Monday, September 3, 2018

President in name only

Stop referring to him as “the president.”

The Founders were quite clear: any president must swear and affirm an Oath of Office to protect and defend the Constitution.

You’d think they believed that a habitual, inveterate, compulsive, vicious liar, a man utterly without shame in his constant prevarication, could not be president.

Back when lower courts, through several iterations of anti-immigration executive orders, blocked each diktat from the Oval Office, Quinta Jurecic of Lawfareblog mused that the nation’s administrators of justice, reflecting on the gravity of the Oath, felt that he who had sworn it lacked “civic virtue,” and was not entitled to normal presidential deference.

The squatter who currently, through a catastrophic quirk of the Electoral College, holds the highest office of the land in Babylonian captivity, had formal authority but was as lacking in moral authority as he was lacking in dignity, judgment, and common human decency.
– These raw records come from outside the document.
PR #3728, opened 2022-09-26
Ensure `BAD` comes before `GOOD` in the documentation

### LINKED ISSUE #2488: Standardize on whether GOOD or BAD comes first in docs
Some lint docs list the GOOD example first (e.g. https://dart-lang.github.io/linter/lints/no_adjacent_strings_in_list.html) others list the BAD example first (e.g. https://dart-lang.github.io/linter/lints/hash_and_equals.html).

Maybe the order could be standardized?

asashour:
Fixes #2488

Please note that the details of `comment_references` was manually changed, as there was a statement before the `GOOD`.

This PR also:
- Ensures keywords are followed by a colon, since we had `**GOOD**:` for example.
- Ensures keywords are in upper-case, e.g. we had `**Note:**`
- In few cases, the new line just after the `**GOOD**` is removed, e.g. `prefer_relative_imports`. No test case added.


lib/src/rules/always_put_required_named_parameters_first.dart
```diff
@@ -12,26 +12,26 @@ const _desc = r'Put required named parameters first.';
...
 ```
 
 **BAD:**
 ```dart
 m({b, c, @required a}) ;
 ```
 
+**GOOD:**
+```dart
+m({@required a, b, c}) ;
```
albertms10, line 32: Shouldn’t we use `required` keyword instead of the deprecated annotation?

asashour: The documentation shows `good` and `bad` for both the `required` and `@required`. I guess it is there because it still can used.

srawlins:
Sorry for the delay, @asashour . I'm reviewing now; it's not easy with the line-by-line diffs, haha. But I do like the BAD before GOOD.

srawlins (changes requested):
A few nits but this looks great.

srawlins:
@pq I imagine we should hold off on PRs which are unrelated to the in-progress roll?

srawlins:
Sorry, @asashour , one more rebase; then I propose we land this!

pq (approved):
💎

pq:
@srawlins: if you want to take another look, I think this should be good to land.  Thanks a million, @asashour!

srawlins (approved):
Huzzah!

PR #3730, opened 2022-09-26
Support unnamed libraries

srawlins:
# Description

Support unnamed libraries across all lint rules. The only ones which use LibraryDirective are:

* `library_names`
* `package_prefixed_library_name` which is just a big comment. So, easy peasy.

### DIFF
--- a/lib/src/rules/library_names.dart
+++ b/lib/src/rules/library_names.dart
@@ -57,8 +57,9 @@ class _Visitor extends SimpleAstVisitor<void> {
 
   @override
   void visitLibraryDirective(LibraryDirective node) {
-    if (!isLowerCaseUnderScoreWithDots(node.name2.toString())) {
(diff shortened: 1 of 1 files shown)


srawlins:
@bwilkerson as far as tests, since each Dart library can only have one `library` directive, I think I need to convert the `library_names` lint rule to use reflective loader tests. Is there a good example PR of that I can follow?

bwilkerson:
I don't know of one, but we haven't been requiring converting older tests to the new style; we have several lints with tests of both forms.

srawlins:
Since each Dart library can only have one library directive, I think I need to convert the library_names lint rule to use reflective loader tests, right?

srawlins:
I switched to unit tests; so very nice.

bwilkerson (approved):

Issue #3565, opened 2022-07-29
Possible memory leak in use_late_for_private_fields_and_variables


bwilkerson:
The visitor for `use_late_for_private_fields_and_variables` defines two static fields. They are used to keep track of information across visitors when a library has multiple compilation units (that is, has parts).

While it makes sense to allow a lint to examine all of the compilation units in a library, the current approach is susceptible to a memory leak because entries are only removed from the map when all of the units in the library have been visited. But (a) something could happen to prevent some of the units from being linted, or (b) an exception could occur when analyzing the last unit in the library that prevents the clean-up code from being reached.

I believe that the right way to support this kind of lint is to make these fields be instance fields and to visit all of the compilation units in the library at the same time. However, I'm not sure that the linting framework is written to allow diagnostics to be reported against anything other than the current compilation unit, so that might not be practical, and we might need a different approach.

And, assuming a safe implementation strategy is found, this should be done in a way that makes it easier to write other cross-library lints in the future.

srawlins:
There are no tests for the `part` support, so those will need to be added when a fix is made.

srawlins:
This support might already be broken. When I analyze these two files in an integration test:

```dart
// library.dart:

part 'part.dart';

int? _i2; // LINT

// part.dart:

part of 'library.dart';

m2() {
  _i2 = 1;
}
```
I get the following output:

```none
/Users/srawlins/code/dart-linter/test_data/integration/use_late_for_private_fields_and_variables/part.dart 6:1 [lint] Use late for private members with a non-nullable type.

^

2 files analyzed, 1 issue found, in 3819 ms.
```

mosuem:
Is this still a P1? Just asking, as it has been a while since the last update.

srawlins:
Oops, we have completely dropped the ball on triaging whether P1 issues in this repo are being worked on. 😦

mosuem:
No worries, I was just checking the status page on https://dart-pr-dashboard.web.app/ and saw this.

PR #3731, opened 2022-09-28
Move use_late_for_private_fields_and_variables tests to reflective

srawlins:
# Description

Before addressing https://github.com/dart-lang/linter/issues/3565, we need to convert the tests to reflective (in order to use part files). This PR does exactly two things:

* A simple translation of the existing tests to unit test cases; I tried to capture the spirit of each existing `// OK` and `// LINT` in the integration test file, but some are probably wrong.
* One new test: a variable is declared in a library file, and referenced in a part file, and should be reported properly.


bwilkerson (approved):
I can't verify that the new tests cover all of the cases covered by the old tests (there are fewer new tests than markers in old tests, and the old tests don't always have `// OK` markers where it should have been) but it's probably complete enough. It looks like some of the old tests might have been testing the same thing and it's coverage, not count, that matters.

srawlins:
Good catch. In making it a one-to-one mapping to unit tests, I think I did catch one or two that seemed just duplicated with no new value.

PR #3732, opened 2022-09-28
Correct Documentation Examples for avoid_equals_and_hash_code_on_mutable_classes

MelbourneDeveloper:
# Description

The three examples for avoid_equals_and_hash_code_on_mutable_classes don't compile because `hashCode` is a getter and not a method. Also, the class `C` references `B` instead of itself.

You can now copy and paste these examples into a Dart app.

Just a note: the second example also violates [const_constructor_with_non_final_field](https://dart.dev/diagnostics/const_constructor_with_non_final_field) which could be a bit confusing.

### DIFF
--- a/lib/src/rules/avoid_equals_and_hash_code_on_mutable_classes.dart
+++ b/lib/src/rules/avoid_equals_and_hash_code_on_mutable_classes.dart
@@ -30,7 +30,7 @@ class A {
   @override
   operator ==(other) => other is A && other.key == key;
   @override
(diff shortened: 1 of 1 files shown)


srawlins (approved):
Thanks for the fix!!

pq:
This is great.  Thanks a million, @MelbourneDeveloper!

When you have a moment, could you add an attribution for yourself to [AUTHORS](https://github.com/dart-lang/linter/blob/main/AUTHORS)?

PR #3740, opened 2022-10-03
New rule: `no_adjacent_strings_in_collection`

### LINKED ISSUE #2343: no_adjacent_strings_in_list should trigger when the collection if is missing a trailing comma

### LINKED ISSUE #2727: Deprecate no_adjacent_strings_in_list, replacing with no_adjacent_strings_in_collections

We should replace no_adjacent_strings_in_list with a new lint rule, no_adjacent_strings_in_collections, which would catch adjacent strings in sets, lists, if-elements, and for-elements.

**Examples**

```dart
[
  if (1 == 2) 'a' // LINT
  'b'
];

[
  for (var v in []) 'a' // LINT
  'b'
];
```

**Additional context**

It would be a breaking change to add if-collection and for-collection support to `no_adjacent_strings_in_list` (https://github.com/dart-lang/linter/pull/2726/). It would not make naming sense to add set support to that existing rule, and also be a breaking change.

I can't conceive of a reason someone would want adjacent strings reported in lists but not sets, or vice versa, so it makes sense to put them in one rule.

srawlins:
# Description

New rule! `no_adjacent_strings_in_collection`, an alternative to https://github.com/dart-lang/linter/pull/2726, and a replacement for `no_adjacent_strings_in_list`. Improvements (differences) include:

* works on set literals
* works on collection for-elements
* works on collection if-elements

Fixes #2343 and fixes #2727

### DIFF
--- a/example/all.yaml
+++ b/example/all.yaml
@@ -88,6 +88,7 @@ linter:
     - list_remove_unrelated_type
     - literal_only_boolean_expressions
     - missing_whitespace_between_adjacent_strings
+    - no_adjacent_strings_in_collection
     - no_adjacent_strings_in_list
     - no_default_cases
     - no_duplicate_case_values
--- a/lib/src/rules.dart
+++ b/lib/src/rules.dart
@@ -91,6 +91,7 @@ import 'rules/lines_longer_than_80_chars.dart';
 import 'rules/list_remove_unrelated_type.dart';
 import 'rules/literal_only_boolean_expressions.dart';
 import 'rules/missing_whitespace_between_adjacent_strings.dart';
+import 'rules/no_adjacent_strings_in_collection.dart';
 import 'rules/no_adjacent_strings_in_list.dart';
 import 'rules/no_default_cases.dart';
 import 'rules/no_duplicate_case_values.dart';
@@ -308,6 +309,7 @@ void registerLintRules({bool inTestMode = false}) {
     ..register(ListRemoveUnrelatedType())
     ..register(LiteralOnlyBooleanExpressions())
     ..register(MissingWhitespaceBetweenAdjacentStrings())
+    ..register(NoAdjacentStringsInCollection())
     ..register(NoAdjacentStringsInList())
     ..register(NoDefaultCases())
     ..register(NoDuplicateCaseValues())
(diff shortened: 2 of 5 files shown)


bwilkerson:
I think that we want to be very conservative about adding new lint rules at this point. Given that there's a discussion about whether we're going to keep adjacent strings, I wonder whether it might not be better to wait on adding more lints around them until a decision has been made. I'd hate to add a new lint and then deprecate it a couple of months later.

Also, given that `no_adjacent_strings_in_list` isn't in the core or recommended lint sets, it might be appropriate to just extend that rule to cover the set case.

WDYT?

srawlins:
> I'd hate to add a new lint and then deprecate it a couple of months later.

I don't think "no adjacent strings" is on the table for Dart 3.0, so it will be at least a year, and more like 5? Right?

> Also, given that no_adjacent_strings_in_list isn't in the core or recommended lint sets, it might be appropriate to just extend that rule to cover the set case.

I love it. We can land https://github.com/dart-lang/linter/pull/2726 instead of this. The lint rule _name_ would stay the same though; it would say `in_list` even though it guarded set literals too.

bwilkerson:
> I don't think "no adjacent strings" is on the table for Dart 3.0 ...

I have no idea what timeframe they're thinking about, even assuming that they decide to remove it (which isn't at all clear to me either). I just thought it might be good to give the discussion a few days to see whether a decision is made or whether they stall out.

> The lint rule _name_ would stay the same though ...

I've wondered a few times whether we might want some kind of 'alias' feature for lints so that we could more easily rename them. We decided a long time ago to not use "do", "don't", "prefer", etc. in lint names, but we don't have a good way to go back and clean up the older lints to follow the newer naming conventions.

Not sure we have time to add such a feature right now, but it would support this renaming as well.

srawlins:
Replaced by #3741

PR #3741, opened 2022-10-03
Check for-elements, if-elements, and set-literals for adjacent strings

### LINKED ISSUE #2343: no_adjacent_strings_in_list should trigger when the collection if is missing a trailing comma

srawlins:
# Description

Adds for-elements, if-elements, and set literals to the `no_adjacent_strings_in_list` rule.

Fixes #2343 and #2727. This is a replacement for https://github.com/dart-lang/linter/pull/2726 as I don't use that source repo any more.

This is an alternative to https://github.com/dart-lang/linter/pull/3740 (creating a new rule).


lib/src/rules/no_adjacent_strings_in_list.dart
```diff
@@ -55,6 +58,20 @@ class _Visitor extends SimpleAstVisitor<void> {
...
+  void visitForElement(ForElement node) {
+    if (node.body is AdjacentStrings) {
+      rule.reportLint(node.body);
+    }
+  }
+
+  @override
+  void visitIfElement(IfElement node) {
+    if (node.thenElement is AdjacentStrings) {
+      rule.reportLint(node.thenElement);
```
bwilkerson, line 71: We probably don't want to report a lint here if there's an `elseElement`, but should report a lint in the `elseElement` if it exists. For example, given
```
var list = [
  if (c) 'a' 'b' else 'c' 'd'
];
```
It wouldn't make any sense to add a comma between `'a'` and `'b'` because `'b' else 'c' 'd'` isn't be a valid expression. But it would name sense to suggest a comma between `'c'` and `'d'`.

test_data/rules/no_adjacent_strings_in_list.dart
```diff
@@ -5,23 +5,45 @@
...
   ];
 
-  List<String> list2 = <String>[
+  var list2 = [
     'a' // LINT
     'b'
     'c'
   ];
+
+  var list3 = [
```
bwilkerson, line 20: Consider using reflective tests for the new tests.

lib/src/rules/no_adjacent_strings_in_list.dart
srawlins: Great catch! Done.

test_data/rules/no_adjacent_strings_in_list.dart
srawlins: I was thinking it would be more confusing (like, really confusing) to have the test cases split between integration tests and reflective tests.

But I am really on board with moving to reflective tests ASAP.

srawlins:
Sorry for the delay.

Testing in flutter at https://dart-review.googlesource.com/c/sdk/+/277046

srawlins:
This passed flutter analysis. 🎉

test_data/rules/no_adjacent_strings_in_list.dart
bwilkerson: I'm fine with you not changing it, but the reason I said something is that we've been writing new tests as reflective tests so that we don't increase the technical debt in the process of writing new tests. I understand that having both styles is confusing, but I think that not increasing the technical debt is more important.

bwilkerson (approved):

How many kinds of disgusting does one have to be to so besmirch the noble office once held by Washington, Jefferson, and Lincoln, cavorting on the national stage, smirking, bullying, threatening, hurling kindergarten epithets at the press, the judiciary, at petitioners for refuge?


Each time we attach the name of a high office to a miserable creature who stiffed his contractors, defrauded citizens who sought to better themselves with a fake university, and betrayed the marriage vow with playmates and porn stars, we impute the virtue of the presidency to one who has none.